Marie-Line parle des rapports de pouvoir, de race, de genre. Mais c’est en filmant la métamorphose de Muriel Robin que Charef trouve son vrai sujet. Quelques belles scènes et quelques bonnes idées, d’autres moins bonnes, des gens qu’on est content de revoir devant et derrière une caméra (Mehdi Charef, les excellentes Féjria Deliba et Valérie […]
Marie-Line parle des rapports de pouvoir, de race, de genre. Mais c’est en filmant la métamorphose de Muriel Robin que Charef trouve son vrai sujet.
Quelques belles scènes et quelques bonnes idées, d’autres moins bonnes, des gens qu’on est content de revoir devant et derrière une caméra (Mehdi Charef, les excellentes Féjria Deliba et Valérie Stroh), une superstar de la comédie, Muriel Robin, qui opère un virage de carrière gonflé, serré et réussi : dans Marie-Line, il y a à boire et à manger.
Marie-Line est cheftaine d’une équipe de nettoyage de nuit dans un supermarché. Sous sa coupe, des Beurettes, des Africaines, des sans-papiers ; au-dessus d’elle, des hommes, veules, machistes, exploiteurs. Comme tous les petits chefs, Marie-Line est vacharde, autoritaire, d’autant qu’elle a obtenu son job avec le piston du FN. Mais d’un autre côté, c’est une femme… et tout le mouvement du film est axé autour de cette féminité niée qui ne demande qu’à resurgir au grand jour. Commençons par ce qui nous fatigue ici : quand Charef cède au manichéisme (les hommes tous plus ou moins pourris), ou quand ses idées se font trop explicites sur des grands sujets comme le racisme, la solidarité humaine, la saloperie des rapports de pouvoir… Un dialogue trop édifiant par ci, une situation ou un plan trop insistant par là (la famille d’Africains à la rue) et on tombe dans le cinéma d’intention, c’est-à-dire du mauvais cinéma surtout quand les intentions sont bonnes et généreuses.

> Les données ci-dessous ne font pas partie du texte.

PR #1260, opened 2018-11-28
remove unused variable in parse_error

vdloo:
This variable is not used, `text` is overwritten in any of the possible
cases (except in the path where it throws the KeyPairDoesNotExistError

Mais il y a par ailleurs de fort belles choses ici, notamment l’amour avec lequel Charef regarde ses personnages féminins, l’attention qu’il met à filmer leur travail, leurs trajets nocturnes, leur quotidien. Quand il montre, Marie-Line est évidemment bien meilleur que quand il démontre. Exemple exemplaire, la séquence où, répondant à une annonce, Marie-Line part rencontrer un homme en province : la ferme à colombages, l’intérieur propret, le troupeau de vaches, le grand air, le silence… Marie-Line panique et retourne fissa vers sa cité de banlieue ! Inattendue, muette, cette séquence est magnifique et emblématique de ce que peut Charef quand il fait totalement confiance à ses moyens de cinéaste.
Reste à dire quelques mots de Marie-Line et de Muriel Robin. C’est bien à travers ce personnage qui occupe tous les plans que le film échappe finalement au manichéisme. Marie-Line est clivée à tous points de vue, entre ses supérieurs et inférieurs hiérarchiques, son autorité et son instinct protecteur, ses accointances FN et sa générosité fondamentale, entre sa carapace d’acier et son cœur d’artichaut (elle est fan de Joe Dassin, ce qui nous vaut une autre scène remarquable). Dans cette féminité, ces contradictions et cette vulnérabilité qui finit par affleurer, impossible de ne pas sentir Muriel Robin se confondre avec Marie-Line. C’est grâce à cette profonde part d’elle-même que la comédienne livre une performance généreuse, émouvante et digne d’admiration. Et c’est en suscitant et filmant ce travail que Charef trouve son vrai sujet (comment une vedette comique se dévoile) et prouve qu’il est un bon cinéaste.